PC campaigns which focus upon problems like the sexual harassment of professional women only serve to trivialise the issue of social inequality. Indeed it is possible to argue that such campaigns serve to reinforce the perception that women just are the weaker sex. The PC demand for special respect for women is shared by conservatives who think it uncouth to take advantage. PC meets family values.

Politically correct respect for ethnic diversity also comes with a heavy price, supplanting another aspiration for equality, racial equality. The emphasis on respecting diversity distracts from the failure to achieve real equality of income or status for American blacks. Token political representation in city administrations has little impact when economic power has been moved out to the suburbs. Affirmative action programmes guaranteeing diversity at work only confirm the expectation that blacks require special assistance. More importantly, they do not work.

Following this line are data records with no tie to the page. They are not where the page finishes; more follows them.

Issue #1658, opened 2020-06-15
DOSBox-X won't generate or read any config files


Slider-Whistle:
**Describe the bug**
DOSBox-X seems to be completely unable to read or write to any config file.

**To Reproduce**
1. Calling dosbox-x -printconf will return $HOME/.dosbox/dosbox-0.83.1.conf (forgive the slightly outdated version). However, editing said file won't make any changes to DOSBox-X's behaviour.
2. Configuring DOSBox through its inbuilt interface will seem to do things, but no config file is written to and the program consequently forgets all changes on relaunching.
3. "CONFIG.COM -all -wcd dosbox.conf" does not generate any files.

**Environment (please complete the following information):**
 - Slackware current x86_64
 - Compiled and installed DOSBox-X from this link: https://slackbuilds.org/repository/14.2/system/dosbox-x/?search=dosbox-x

rderooy:
@Slider-Whistle The latest dosbox-x version has had a few updates in this regard. The default location on Linux is now ~/.config/dosbox-x
```
$ dosbox-x -printconf
/home/robert/.config/dosbox-x/dosbox-x-0.83.3.conf
```
sorry for the high version number, I'm running a development build that I compiled myself.

2) I tried it just now, I changed SDL autolock to true, and made sure to use the save option (Configuration -> Save) before closing the Configuration Gui. And the config file was properly updated.

3) config.com has been fixed already such that at least ``config.com -all -wcd`` works properly.

Slider-Whistle:
Never noticed the little menu at the top of the DosBox-X Configuration window, it was a huge help you brought that up. I know it's probably copying the look of Windows 3 or something there, but that's missing some major visibility cues.

I think it could probably be helped by adding little underlines under the first characters (whether you can actually press alt+C to open up "Configuration" or not), making the main body of the window white while the top part is gray, and most importantly, moving the "Save" option next to "Close", maybe labelled as "Apply" for just an extra bit of familiarity. Maybe I'm just blind though.

Selected "Save" through the configuration menu's menu labelled "Configuration" and it worked, just like you said. Thanks again for the help.

As for the config.com thing and the file -printconf points to, it sounds like both have already been addressed.

So if I want the config file to start being read on boot, I should try upgrading to the latest stable version?

rderooy:
@Slider-Whistle Please upgrade to the latest version if you can. It should fix some issues in this regard.

[...]

PR #1738, opened 2020-07-15
Some improvements to the Configuration GUI (e.g. "Save..." button next to the "Close" button)

Wengier:
I noticed that there was a suggestion in Issue #1658 to put a "Save" button next to "Close" button for the Configuration GUI so that users will remember to click the "Save..." button before clicking the "Close" button (if they do want to save the changes to the config file), so I did this. Previously the user might assume that the setting were automatically saved just by clicking "Close", which is in fact not the case.

I also slightly updated the INSTALL file to mention the macOS packages found in the Releases page.


Wengier:
I have improved the Configuration GUI's handling of "4dos" and "config" sections by adding a separate handler for them, as they can not be handled in the exact same way as the other sections.

Wengier:
It has been tested and confirmed to work in Windows and Linux.

Wengier:
I have expanded the INSTALL file for more information about the releases and also moved the library and source code configure information from the INSTALL file to the README.source-code-description file, as the former is focused on the installation part and the latter is focused on the source code compilation part.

Political correctness not only trivialises oppression, it can strengthen the hands of the middle class moralisers. Americans certainly balked at the sort of right-wing moralising that dominated last year's Republican Party platform with its near-hysterical demand for a return to 'family values'. But the Clinton administration promises its own brand of politically correct sermonising against the immoral and uncouth poor.

Tipper Gore, wife of vice-president Al, has led the campaign against sexually explicit lyrics in rock and rap music. She persuaded record companies to put stickers on the front of records with offensive words. All of this was done in the name of women, as many rap records carried sexist lyrics. Not surprisingly, however, 'offensive' was defined according to middle class values, and attention quickly turned to Ice T's 'Cop Killer' and other 'inflammatory' black music. Demands for censorship followed, backed by such champions of PC as Dan Quayle. Ice T wrote Tipper a song, 'KKK Bitch'.

By reposing social problems in terms of personal responsibilities, PC tends to reinforce the conservatives' argument that the poor are to blame for their own poverty. The conditions of the poor are seen as a product of their own prejudices and personal failings rather than conditions arising out of society.

Personal blame

The way that political correctness turns to personal blame is illustrated by the stereotype of black sexism. Condemnations of sexism find a ready audience if the perpetrator is black. The trial of boxer Mike Tyson for rape, the senate hearings of judge Clarence Thomas over the sexual harassment of Anita Hill, all fit the politically correct stereotype. Black men are held responsible for the breakdown of the black family because they lack a sense of personal responsibility and respect for women. Bill Clinton endorsed this view in his campaign promise to force absentee fathers (popularly known as black men) to shoulder financial responsibility for their children.

All of this professed PC concern with the problems faced by black women only serves to present black poverty as the product of personal irresponsibility on the part of black men, rather than of the failure of the American system.

The example of 'black sexism' shows how political correctness can end up blaming the least powerful people in society for America's problems. The oppression of women is reduced to an issue of personal manners rather than social inequality, and the impoverished black men of the ghetto are found guilty while the authorities get off scot-free. Here the sermonising of the PC lobby joins with plain racism to summon up the caricature of black vulgarity.

Because moralising treats social problems as individual failings, it always tends to reinforce the status quo, and that is as true of PC moralising as it is of the conservatives' family values. The PC preoccupation with language and symbolism reflects its apologetic nature. The Clinton generation of ruling Americans are concerned not with equality, but with covering up the appearance of inequality. The tortuous terminology arises out of attempts to mask the real injustice in American society.